Bitmek bilmeyen siyasi, ekonomik ve sosyal krizler ile birlikte yaşıyoruz. Sorunların çözümü için bir yerden başlamak gerekiyor. 

Devlet, vatan dediğimiz toprak parçası üzerine kurulu. Gerek gerçek gerekse tüzelkişilerin; sahibi oldukları toprak parçasının yeri ve sınırlarının tespiti için yapılan çalışmalara kadastro diyoruz. Kadastro, Genel ve Orman Kadastrosu olarak ikiye ayrılıyor. Türkiye Cumhuriyeti 90 yıllık tarihinde kadastro çalışmalarını ancak bitiriyor. Dünya'da M.Ö. 3000'li yıllarda başlayan 1800 yıllarda bitirilen kadastro çalışmalarını biz ancak bitirebiliyoruz.

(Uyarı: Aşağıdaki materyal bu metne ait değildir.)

PR #887, opened 2020-10-02
add logic for successing lanelets

saina-ramyar:
# PR Details
## Description

Added logic to find and eliminate adjacent lanelets in shortest path.
## Types of changes

## Checklist:

### DIFF
--- a/waypoint_generator/src/waypoint_generator/waypoint_generator.cpp
+++ b/waypoint_generator/src/waypoint_generator/waypoint_generator.cpp
@@ -355,13 +355,13 @@ std::vector<double> WaypointGenerator::get_speed_limits(std::vector<lanelet::Con
   return out;
 }
 
-std::vector<lanelet::ConstLanelet> WaypointGenerator::findSuccessingLanelets(){
+std::vector<lanelet::ConstLanelet> WaypointGenerator::findSuccessingLanelets() const
+{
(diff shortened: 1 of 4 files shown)


waypoint_generator/src/waypoint_generator/waypoint_generator.cpp
```diff
@@ -355,17 +355,37 @@ std::vector<double> WaypointGenerator::get_speed_limits(std::vector<lanelet::Con
...
+  out.push_back(shortest_path[0]);
+  for (size_t i=1; i<shortest_path.size(); i++)
   {
-    tmp.push_back(l);
+    lanelet::ConstLanelet l = shortest_path[i];
+    auto following = _wm->getRoute()->followingRelations(shortest_path[i-1]);
+    if (following[0].lanelet.id()==l.id() && following[0].relationType == lanelet::routing::RelationType::Successor){
+      out.push_back(l);
+    }
+    else{
```
msmcconnell, line 372: Rather than logging an error. I think we should probably throw an exception. The curvature calculation will not work in this case, so we shouldn't let the vehicle drive this route. If you throw an exception you can also use ASSERT_THROW in your unit test to validate the event.

msmcconnell (changes requested):

msmcconnell (approved):

PR #900, opened 2020-10-08
Fix/add lane array to lane converter

MishkaMN:
# PR Details
## Description
Lane_select node in the autoware does more than we originally expected. Therefore, we created our own node with a simpler logic.

## Related Issue
https://github.com/usdot-fhwa-stol/carma-platform/issues/859

## Motivation and Context

lane_select in autoware was not working as expected. 
So we need to reduce the source of error.

## How Has This Been Tested?
Regression tested locally and saw if the topics match.

## Types of changes

## Checklist:


msmcconnell:
Let's not name this node lane_select since it doesn't actually "select" and that will cause confusion with the autoware component. Instead lets call it lane_array_to_lane_converter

Kadastro çalışması tamamladık. Yerleşim yerlerindeki yapılaşmanın plan, çevre, fen ve sağlık şartlarına uyumluluğu için Belediye veya Valilikler tarafından yapılan imar çalışmaları ise kadastro kadar önem arz ediyor. İmar çalışmalarının tamamlanması kadastro kadar uzun sürmeyecek ama birkaç on yıl içinde ancak bitirilebilecek. 

Çarpık yapılaşma kentsel dönüşüm ile bertaraf edilmeye çalışılacak. Milyarlarca liraya mal olacak bu çalışmaların finansmanı sorununu emek maliyetinin yanında bir şey ifade etmiyor. Bozulmasına göz yumulan kent estetiğinin düzelmesi yıllar alacak. 

Nüfusa dair birkaç istatistikten yola çıktık. Konu bayağı dağıldı.  Sırası gelmişken nüfus davalarından bahsedelim. Akrabalar arasındaki nesep bağının kurulmasına ilişkin davalar özellikle miras hukuku konusunda sıkıntı çıkmaması için önem arz ediyor. 

Özel Hukuk içerisinde en problemli alanı gayrimenkul davaları oluşturur. Bu davalar niteliği gereği uzun süren davalardır. Tapu kayıtlarının tutulmasındaki problemler, nüfus kayıtlarının tutulmasındaki problemlerle birleşince gayrimenkul davaları uzadıkça uzuyor. Nüfus kayıtlarını incelediğinizde halen 1800 yıllarda doğmuş olup ölüm kaydı düşülmeyen kişilere ulaşmak mümkün. Nüfus kayıtlarımız tam anlamıyla düzgün tutulamıyor. 

Okuma yazma oranı ile ilgili 2012 tarihli son TÜİK verisine göre yaklaşık 3 milyon vatandaşımız okuma yazma bilmezken yine aynı rapora göre 2 milyona yakın vatandaşımızın okuma yazma bilip bilmediği konusunda herhangi bir veriye sahip değiliz.

Oturduğumuz arazinin kimin olduğunu bilemiyoruz, ikamet ettiğimiz arazilerdeki binalar yapılaşmaya uygun değil, nüfus kayıtlarımız sağlam değil, 4.5 milyon vatandaşımıza 90 yılda okuma yazma öğretememişiz. Peki 22 milyon çocuk büyüyünce istatistiklerin neresinde yer alacak?